# First Ever Long Term Contract Job. Advise?



## tim19889 (Jan 24, 2010)

Hi everyone, 
After studying for the past two years for my entry level certifications and working at a PC repair shop part-time for the past four months, I finally landed a four month, full-time, contract job! I'll be setting up workstations for an insurance agency and transferring data between their old Windows XP laptops and their new Windows 7 laptops. February 20th I have to fly out to Illinois for a two day training session. If all goes well after the first four months there is a follow up project that it's possible I could be asked to work on, which would pay $3 more per hour. I'm really excited for this opportunity and feel fortunate to have gotten it. I want to do well. Is there any advise can you give a (relatively) new techie for his first longer term contract job?? Thanks in advance!


----------



## BosonMichael (Nov 1, 2011)

Four months isn't really considered a long-term contract. Be sure to find out as soon as possible whether the contract will be extended, because if it's not, you'll need to be looking for jobs well before the end of the contract. Otherwise, you may find yourself in the undesirable position of being unemployed.

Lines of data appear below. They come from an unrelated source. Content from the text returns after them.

PR #240, opened 2026-05-26
feat: reduce Pipefy URL configuration surface area to PIPEFY_BASE_URL + PIPEFY_AUTH_URL

### LINKED ISSUE #238: Reduce Pipefy URL configuration surface area
## Problem

Pipefy MCP / CLI / SDK consumers need to configure five URLs to use a non-prod environment:

- `PIPEFY_GRAPHQL_URL` — public GraphQL endpoint.
- `PIPEFY_INTERNAL_API_URL` — internal GraphQL for AI Automation flows.
- `PIPEFY_INTERFACES_GRAPHQL_URL` — Interfaces schema endpoint (portals, pages, elements).
- `PIPEFY_SERVICE_ACCOUNT_URL` — OAuth 2.0 token endpoint for the client-credentials grant.
- `PIPEFY_AUTH_URL` — OIDC issuer URL for the stored-session tier.

For prod, only `PIPEFY_GRAPHQL_URL` was historically required; PR #236 defaulted `PIPEFY_AUTH_URL`. Operators still pay the friction of setting redundant URLs whenever they target a non-prod environment, even though all five URLs come from the same host family for any given environment.

## Goals

- Reduce the operator-facing URL configuration to the minimum number of env vars needed to disambiguate "which Pipefy environment".
- Keep an escape hatch for exotic deployments (regional CNAMEs, proxies, gateways, local-dev mocks).
- No internal-environment names baked into source code or `__all__` exports (public repo).
- No package release required when an internal environment is added or removed.
- Reject malformed values at settings construction; no overload of empty-string semantics (kill-switch tracked separately in #237).
- Preserve env-as-ephemeral-override convention (env > config file > built-in default).

## Out of scope

- Disabling the stored-session tier (tracked in #237).
- Validation / non-prod environment URL changes themselves.
- A public list of internal environment names anywhere in the package.

## Related

- PR #236 — `PIPEFY_AUTH_URL` default precedent (closes #233).
- PR #239 — closed unmerged in favor of this issue.
- Issue #237 — kill-switch / disable-tier mechanism.

gbrlcustodio:
Closes #238.

## Summary

Collapses the five per-URL env vars (`PIPEFY_GRAPHQL_URL`, `PIPEFY_INTERNAL_API_URL`, `PIPEFY_INTERFACES_GRAPHQL_URL`, `PIPEFY_SERVICE_ACCOUNT_URL`, `PIPEFY_OAUTH_URL`) into two:

- `PIPEFY_BASE_URL` (default `https://app.pipefy.com`) — API host root; drives the four API endpoints via pydantic `@computed_field` properties.
- `PIPEFY_AUTH_URL` (default `https://signin.pipefy.com/realms/pipefy`) — full OIDC issuer URL.

Hard break — dropped env vars carry no aliases. Pre-1.0 beta surface; consumers update their config to the two new vars.

## Design

- `PipefySettings.base_url` and `AuthSettings.base_url` each read `PIPEFY_BASE_URL` independently, no cross-package dependency at runtime.
- `@computed_field` properties (`graphql_url`, `internal_api_url`, `interfaces_graphql_url`, `service_account_url`) derive from `base_url`; round-trip through `model_dump(exclude_unset=True)` for `_revalidate`.
- `AuthSettings` self-validates: inline `model_validator(mode="after")` runs SSRF + scheme checks against `base_url` and `auth_url`, so direct construction outside the CLI/MCP composition is safe.
- `AuthSettings.to_oidc_client()` now returns a non-Optional `OidcClient` (the issuer URL field always carries a value).
- `BasePipefyClient` gains an `url_override` param so callers that need a non-default endpoint (e.g. `InternalApiClient`) pass it explicitly instead of mutating settings with `model_copy`.
- Legacy `PIPEFY_OAUTH_CLIENT` / `PIPEFY_OAUTH_SECRET` env names still resolve to `service_account_client_id` / `_secret` via `AliasChoices` plus a one-shot stderr deprecation warning. `PIPEFY_OAUTH_URL` is gone — no alias, no warning.

## Security

`AliasChoices` lists only fully-prefixed env-var names. Unprefixed entries would let pydantic-settings (which is case-insensitive on env loads) pick up bare-name env vars like `BASE_URL`, `STATIC_TOKEN`, or `OAUTH_CLIENT` — an auth-redirect / credential-leak primitive on any host whose environment happens to carry those common names. Coverage in `packages/auth/tests/test_settings_back_compat.py::test_bare_name_env_vars_do_not_leak_into_auth_settings`. Kwarg construction by field name still works via `populate_by_name=True`.

## CLI flag rename

`--graphql-url` → `--base-url` on all CLI subcommands. The `--allow-insecure-urls` flag is implemented as a temporary env-var override held for the whole `resolve_cli_settings` flow (including `_revalidate` calls) so an `PIPEFY_ALLOW_INSECURE_URLS=false` env doesn't bleed back in over the flag patch.

## Test plan
- [x] `uv run pytest packages/cli/tests packages/auth/tests packages/sdk/tests -m "not integration"` — 1115 passed.
- [x] `uv run pytest packages/mcp/tests -m "not integration"` — 1227 passed.
- [x] `uv run ruff check .` — clean.
- [ ] Smoke: `PIPEFY_BASE_URL=https://staging.example.com pipefy --version` (env recognized, no crash).
- [ ] Smoke: `pipefy auth login` against prod (default `PIPEFY_AUTH_URL`).

### DIFF
--- a/CHANGELOG.md
+++ b/CHANGELOG.md
@@ -12,22 +12,37 @@ The format is based on [Keep a Changelog](https://keepachangelog.com/en/1.1.0/).
 
 - **CLI**: `pipefy auth status [--json|-j]` — reports auth source, identity, session expiry, and exit codes.
 - **CLI**: `pipefy auth logout` — revokes the refresh token at the IdP and clears the stored session.
-- **Auth**: `AuthSettings.auth_url` now defaults to `https://signin.pipefy.com/realms/pipefy` (Pipefy production IdP) when `PIPEFY_AUTH_URL` is unset — removes the previous `PIPEFY_AUTH_URL is required` exit-2 friction on `pipefy auth login` / `pipefy auth logout` and wires the MCP stored-session tier automatically after `pipefy auth login`. Override by setting `PIPEFY_AUTH_URL=<url>` to a non-prod IdP; explicit-empty `PIPEFY_AUTH_URL=` disables the stored-session tier on hosts that need it. User-level `~/.config/pipefy/config.toml` `auth_url` keys still override the default via the existing TOML fallback. Closes #233.
+- **Auth**: `AuthSettings.auth_url` now defaults to the Pipefy production IdP when `PIPEFY_AUTH_URL` is unset — removes the previous `PIPEFY_AUTH_URL is required` exit-2 friction on `pipefy auth login` / `pipefy auth logout` and wires the MCP stored-session tier automatically after `pipefy auth login`. Override by setting `PIPEFY_AUTH_URL=<url>` to a non-prod IdP. Closes #233.
+- **SDK / Auth**: introduced `PIPEFY_BASE_URL` (default `https://app.pipefy.com`) that drives the four API endpoints (`graphql_url`, `internal_api_url`, `interfaces_graphql_url`, `service_account_url`) as pydantic `@computed_field` properties. Operators on non-prod environments set `PIPEFY_BASE_URL=<host>` once and all four endpoints follow. The OIDC issuer (`PIPEFY_AUTH_URL`, default `https://signin.pipefy.com/realms/pipefy`) remains a separate full-URL field because non-prod realm names don't follow a derivable convention. Closes #238.
 - **MCP**: stored-session tier wired into `ServicesContainer`; setting `PIPEFY_AUTH_URL` after `pipefy auth login` now lets the MCP server reuse the keychain-backed session, with the refresh pre-warmed at startup so a stale or revoked session surfaces before the first tool call.
 
 ### Changed
 
-- **SDK / MCP / CLI**: renamed the three service-account credential env vars for clarity and to remove the one-letter footgun against `PIPEFY_AUTH_URL` (interactive user-login issuer): `PIPEFY_OAUTH_URL` → `PIPEFY_SERVICE_ACCOUNT_URL`, `PIPEFY_OAUTH_CLIENT` → `PIPEFY_SERVICE_ACCOUNT_CLIENT_ID`, `PIPEFY_OAUTH_SECRET` → `PIPEFY_SERVICE_ACCOUNT_CLIENT_SECRET`. Closes #127.
+- **SDK / MCP / CLI**: renamed the two service-account credential env vars for clarity and to remove the one-letter footgun against `PIPEFY_AUTH_URL` (interactive user-login issuer): `PIPEFY_OAUTH_CLIENT` → `PIPEFY_SERVICE_ACCOUNT_CLIENT_ID`, `PIPEFY_OAUTH_SECRET` → `PIPEFY_SERVICE_ACCOUNT_CLIENT_SECRET`. `PIPEFY_OAUTH_URL` is dropped without a renamed counterpart — the OAuth token endpoint now derives from `PIPEFY_BASE_URL` (see the **Removed** section). Closes #127.
+- **Auth / SDK**: every `PIPEFY_*` env var is validated against a semantically meaningful pattern at settings construction. URL env vars (`PIPEFY_BASE_URL`, `PIPEFY_AUTH_URL`) require `https?://` plus non-whitespace; credential fields (`PIPEFY_TOKEN`, `PIPEFY_SERVICE_ACCOUNT_CLIENT_ID`, `PIPEFY_SERVICE_ACCOUNT_CLIENT_SECRET`, `PIPEFY_AUTH_CLIENT_ID`) reject leading / trailing whitespace; `PIPEFY_ORG_ID` must be an ASCII numeric string. There is no longer an empty-string opt-out for any tier — unset the variable to fall back to the default (kill-switch tracked separately in #237).
+- **SDK / MCP / CLI**: renamed `--graphql-url` CLI flag to `--base-url` to match the new env-var shape.
 
 ### Deprecated
 
-- **SDK**: legacy `PIPEFY_OAUTH_*` env vars and `oauth_*` keys in `~/.config/pipefy/config.toml` still resolve to the new `service_account_*` fields via an alias shim, with a one-shot stderr deprecation warning per legacy key. The aliases will be removed in a later `0.2.0-beta.x` release (carrying an explicit breaking-change callout). See [`docs/MIGRATION.md`](docs/MIGRATION.md#service-account-env-var-rename).
+- **SDK**: legacy `PIPEFY_OAUTH_*` env vars still resolve to the new `service_account_*` fields via an alias shim, with a one-shot stderr deprecation warning per legacy key. The aliases will be removed in a later `0.2.0-beta.x` release (carrying an explicit breaking-change callout). See [`docs/MIGRATION.md`](docs/MIGRATION.md#service-account-env-var-rename).
 
 ### Fixed
 
 - **CLI**: concurrent `pipefy` invocations near token expiry no longer surface `invalid_grant` errors; the refresh-token grant is now serialized across processes via a filesystem lock at `~/.config/pipefy/refresh.lock` (`%APPDATA%/pipefy/refresh.lock` on Windows). Closes #133.
 
 ### Removed
+
+- **HARD BREAK** — per-URL env vars dropped in favor of `PIPEFY_BASE_URL` + `PIPEFY_AUTH_URL`. The following env vars are no longer recognized; `PipefySettings` / `AuthSettings` are configured with `extra="ignore"`, so settings construction silently drops them with no exception or warning — stale `.env` keys look configured but the prod defaults still apply. Same wording as `docs/MIGRATION.md`. Audit `.env`, MCP client JSON, and CI secrets before upgrading:
+  - `PIPEFY_GRAPHQL_URL` — set `PIPEFY_BASE_URL` to your API host (graphql_url derives as `<base>/graphql`).
+  - `PIPEFY_INTERNAL_API_URL` — derives as `<base>/internal_api`.
+  - `PIPEFY_INTERFACES_GRAPHQL_URL` — derives as `<base>/graphql/interfaces`.
+  - `PIPEFY_SERVICE_ACCOUNT_URL` — derives as `<base>/oauth/token`.
+  - `PIPEFY_OAUTH_URL` (legacy alias for `PIPEFY_SERVICE_ACCOUNT_URL`) — no replacement; same derivation path.
+
+  Migration: replace the five per-URL env vars with a single `PIPEFY_BASE_URL` (default `https://app.pipefy.com`). If you need a non-prod OIDC issuer, also set `PIPEFY_AUTH_URL` to the full issuer URL.
+- **HARD BREAK** — user TOML config file `~/.config/pipefy/config.toml` is no longer read by either the CLI or the MCP server. Operators who relied on it must move credentials and `base_url` into shell environment variables, a `.env` file at the working directory, or their MCP client's `env` block. Two config surfaces (env + `.env`) instead of three; persistent global config is shell-rc territory.
+- `PIPEFY_TENANT` / `PIPEFY_AUTH_REALM` env vars (never shipped in a release; existed only on intermediate commits of this branch).
+- **Auth**: `pipefy_auth.DEFAULT_AUTH_URL` constant (and its re-export from the package root). Callers should consult the resolved `AuthSettings.auth_url` instead.
 
 ## [0.2.0-beta.1] - 2026-05-18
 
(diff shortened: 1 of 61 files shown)


packages/cli/src/pipefy_cli/config.py
```diff
@@ -78,7 +76,7 @@ def _revalidate(model: _ModelT, patch: dict[str, Any]) -> _ModelT:
     """Merge ``patch`` and re-validate (``model_copy`` would skip URL validators)."""
     if not patch:
         return model
-    merged = {**model.model_dump(), **patch}
+    merged = {**model.model_dump(exclude_unset=True), **patch}
     return type(model).model_validate(merged)
```
adriannoes: When `PIPEFY_BASE_URL` is already exported, `--base-url` updates `pipefy.base_url` but not `auth.base_url` — GraphQL follows the flag while `service_account_url` stays on the env host.

`_revalidate` calls `AuthSettings.model_validate(merged)`. Because `base_url` is aliased to `PIPEFY_BASE_URL`, the env source wins over the value in `merged`.

Hold `PIPEFY_BASE_URL` in `os.environ` for the whole `resolve_cli_settings` flow when the flag is set (same approach as `PIPEFY_ALLOW_INSECURE_URLS` today). Extend `test_base_url_flag_overrides_env` to assert `auth.base_url` and `auth.service_account_url`, not only `.pipefy`.

packages/cli/src/pipefy_cli/config.py
```diff
@@ -160,72 +159,58 @@ def apply_toml_fallback(
...
 
     Raises:
         ValueError: When validation fails (e.g. SSRF guard); message is user-facing.
     """
+    # Env override held through the whole flow (not just ``CliSettings()``).
+    # ``_revalidate`` invokes ``BaseSettings.model_validate`` on ``AuthSettings``,
+    # which re-reads env vars — a ``PIPEFY_ALLOW_INSECURE_URLS=false`` env would
+    # otherwise override the flag patch.
     prev_allow = os.environ.get(_ALLOW_INSECURE_ENV_KEY)
     if allow_insecure_urls_flag is True:
```
adriannoes: The env workaround only sets `PIPEFY_ALLOW_INSECURE_URLS` when the flag is `True`. If a caller passes `allow_insecure_urls_flag=False` while `PIPEFY_ALLOW_INSECURE_URLS=true` is exported, `PipefySettings` gets `False` but `AuthSettings` keeps `True`.

The CLI never passes `False` today, but `resolve_cli_settings` is public API. Holding both `PIPEFY_BASE_URL` and `PIPEFY_ALLOW_INSECURE_URLS` in the environment for the full resolve flow (for every flag value) fixes this together with the `--base-url` case above.

CHANGELOG.md
```diff
@@ -12,12 +12,15 @@ The format is based on [Keep a Changelog](https://keepachangelog.com/en/1.1.0/).
...
 - **MCP**: stored-session tier wired into `ServicesContainer`; setting `PIPEFY_AUTH_URL` after `pipefy auth login` now lets the MCP server reuse the keychain-backed session, with the refresh pre-warmed at startup so a stale or revoked session surfaces before the first tool call.
 
 ### Changed
 
 - **SDK / MCP / CLI**: renamed the three service-account credential env vars for clarity and to remove the one-letter footgun against `PIPEFY_AUTH_URL` (interactive user-login issuer): `PIPEFY_OAUTH_URL` → `PIPEFY_SERVICE_ACCOUNT_URL`, `PIPEFY_OAUTH_CLIENT` → `PIPEFY_SERVICE_ACCOUNT_CLIENT_ID`, `PIPEFY_OAUTH_SECRET` → `PIPEFY_SERVICE_ACCOUNT_CLIENT_SECRET`. Closes #127.
```
adriannoes: Unreleased still describes `PIPEFY_OAUTH_URL` → `PIPEFY_SERVICE_ACCOUNT_URL` and `PIPEFY_OAUTH_*` resolving. This PR drops URL env vars; only `PIPEFY_OAUTH_CLIENT` / `PIPEFY_OAUTH_SECRET` remain as legacy aliases.

Please split client/secret deprecation from URL removal (`PIPEFY_BASE_URL`).

CHANGELOG.md
```diff
@@ -29,6 +32,18 @@ The format is based on [Keep a Changelog](https://keepachangelog.com/en/1.1.0/).
 
 ### Removed
 
+- **HARD BREAK** — per-URL env vars dropped in favor of `PIPEFY_BASE_URL` + `PIPEFY_AUTH_URL`. The following env vars are no longer recognized; settings construction does not silently ignore them but they have no effect:
```
adriannoes: Dropped per-URL env vars are `extra="ignore"` no-ops with no warning — stale `.env` keys look configured but prod defaults still apply.

Either match MIGRATION wording (“ignored, no effect”) or emit a one-shot stderr when legacy URL env keys are still set.

adriannoes (changes requested):
**Changes requested.** Feedback is in the inline comments on the Files changed tab.

docs/cli/auth.md
```diff
@@ -171,18 +170,13 @@ When no session is stored, `pipefy auth logout` prints `Not signed in. Nothing t
...
 
 ### Pipefy issuer URLs
 
-| Environment | `PIPEFY_AUTH_URL` |
-|-------------|--------------------|
-| Production | `https://signin.pipefy.com/realms/pipefy` |
-| Validation (piporacle) | `https://signin-piporacle.pipefy.com/realms/st-piporacle-pud1m` |
-
-Pair each issuer with the matching `PIPEFY_GRAPHQL_URL` (`https://app.pipefy.com/graphql` for prod, `https://piporacle.pipefy.com/graphql` for piporacle).
+Production: `https://signin.pipefy.com/realms/pipefy`. Set `PIPEFY_TENANT=<name>` (and `PIPEFY_AUTH_REALM=<realm>` if the realm name doesn't match the default `pipefy`) to point at a non-prod environment; non-prod hosts follow the convention `signin-<tenant>.pipefy.com` and the per-environment realm name comes from your environment's documentation. Operators on environments that don't follow the convention can still set `PIPEFY_AUTH_URL` to the full issuer URL directly.
```
adriannoes: This file still documents env vars this PR removes (all are `extra="ignore"` no-ops):

- **L29:** `PIPEFY_INTERNAL_API_URL` — derives from `PIPEFY_BASE_URL`; client is always wired
- **L65:** `PIPEFY_OAUTH_URL` is not honored — only `PIPEFY_OAUTH_CLIENT` / `PIPEFY_OAUTH_SECRET`
- **L179, L205:** `PIPEFY_TENANT` / `PIPEFY_AUTH_REALM` — use `PIPEFY_BASE_URL` and full `PIPEFY_AUTH_URL`

packages/sdk/tests/test_settings.py
```diff
@@ -5,34 +5,125 @@
...
+    monkeypatch.setenv("PIPEFY_BASE_URL", "https://staging.example.com")
     settings = live_pipefy_settings()
-    assert settings.interfaces_graphql_url == custom_url
+    assert settings.base_url == "https://staging.example.com"
+    assert settings.graphql_url == "https://staging.example.com/graphql"
+    assert settings.internal_api_url == "https://staging.example.com/internal_api"
+    assert (
+        settings.interfaces_graphql_url
+        == "https://staging.example.com/graphql/interfaces"
+    )
```
adriannoes, line 44: Worth a test that sets `PIPEFY_GRAPHQL_URL`, `PIPEFY_INTERNAL_API_URL`, `PIPEFY_INTERFACES_GRAPHQL_URL`, `PIPEFY_SERVICE_ACCOUNT_URL`, and `PIPEFY_OAUTH_URL` to non-prod hosts (without `PIPEFY_BASE_URL`) and asserts computed URLs still use prod defaults — locks the hard break in CI.

packages/mcp/src/pipefy_mcp/core/container.py
```diff
@@ -55,7 +55,9 @@ async def initialize_services(self, settings: Settings) -> None:
                 f"{missing_auth_message()} "
                 f"See {DOCS_SETUP_REF} for host-specific install steps."
             )
-        if oidc_client is not None and tier_for(resolved) == STORED_SESSION_TIER:
+        # ``oidc_client`` is always non-None (``auth_url`` defaults to prod IdP);
+        # tier check gates warmup — only stored-session needs it.
+        if tier_for(resolved) == STORED_SESSION_TIER:
```
adriannoes, line 60: Nearby (~L78): `if pipefy.internal_api_url:` is always true now that `internal_api_url` is a `@computed_field`. Drop the guard and construct `InternalApiClient` unconditionally.

packages/cli/src/pipefy_cli/auth.py
```diff
@@ -60,11 +59,15 @@ class AuthContext:
     stored-session). Built once at startup from the loaded
     :class:`pipefy_auth.AuthSettings` plus the per-invocation ``--token`` /
     ``PIPEFY_TOKEN`` resolution.
+
+    ``oidc_client`` is non-Optional: ``AuthSettings.to_oidc_client()`` always
```
adriannoes, line 63: Nearby (~L181): same dead `if pipefy_settings.internal_api_url:` guard — `internal_api_url` is always set. Wire the internal client unconditionally.

packages/cli/src/pipefy_cli/config.py
gbrlcustodio: **resolved**: settings init rewritten — no more `_revalidate` / env-mutation dance. Flag value now lands in pydantic-settings init source as an alias-keyed kwarg (`{"auth": {"PIPEFY_BASE_URL": ...}}`), which beats nested env. `test_base_url_flag_overrides_env` extended to assert both `auth.base_url` and `auth.service_account_url`. See 1656809.

packages/cli/src/pipefy_cli/config.py
gbrlcustodio: **resolved**: flag value (any branch — `True` / `False`) now lands in init source as alias-keyed kwarg `{"auth": {"PIPEFY_ALLOW_INSECURE_URLS": ...}}`, beating nested env in both directions. Added regression test `test_allow_insecure_urls_flag_false_overrides_env_true`. See 1656809.

CHANGELOG.md
gbrlcustodio: **resolved**: rename bullet now lists only `PIPEFY_OAUTH_CLIENT` / `PIPEFY_OAUTH_SECRET` (deprecation, alias shim). `PIPEFY_OAUTH_URL` moved to a dedicated **Removed / HARD BREAK** bullet alongside the four per-URL env vars, with explicit derivation notes. See 1656809.

CHANGELOG.md
gbrlcustodio: **resolved**: HARD BREAK bullet now spells out the silent-drop behaviour verbatim — _"`PipefySettings` / `AuthSettings` are configured with `extra=\"ignore\"`, so settings construction silently drops them with no exception or warning — stale `.env` keys look configured but the prod defaults still apply. Same wording as `docs/MIGRATION.md`."_ Going with the docs-match option rather than a stderr warning to keep the removed-vars list a clean no-op surface. See 1656809.

docs/cli/auth.md
gbrlcustodio: **resolved**: dropped `PIPEFY_INTERNAL_API_URL` (now derived), `PIPEFY_OAUTH_URL` (now legacy alias note only), and `PIPEFY_TENANT` / `PIPEFY_AUTH_REALM` (never shipped). Fixed a stray "tenant default" → "prod default" while there. See 1656809.

packages/sdk/tests/test_settings.py
gbrlcustodio: **resolved**: added parametrized `test_pipefy_settings_ignores_removed_per_url_env_vars` in `packages/sdk/tests/test_settings.py` — sets each removed var to a non-prod host with `PIPEFY_BASE_URL` unset, asserts the computed URL stays on prod default. Locks the hard break. See 1656809.

packages/mcp/src/pipefy_mcp/core/container.py
gbrlcustodio: **resolved**: dropped the `if pipefy.internal_api_url:` guard; `InternalApiClient` is now wired unconditionally. See 1656809.

packages/cli/src/pipefy_cli/auth.py
gbrlcustodio: **resolved**: dropped the `if pipefy_settings.internal_api_url:` guard; internal client wired unconditionally. See 1656809.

Congrats on the new opportunity!


----------



## tim19889 (Jan 24, 2010)

Thanks! I've only ever done projects that were a few days in length so I guess four months just seems long term to me lol. I'm still keeping 10 hours a week at my Retail job while doing this project, so hopefully if after four months there is no more work I'll be able to pick up more hours there.


----------



## BosonMichael (Nov 1, 2011)

Oh, good! I was thinking you had left your job for a 4-month contract job!  Still, the logic is valid: be looking for your next contract before your current one expires.


----------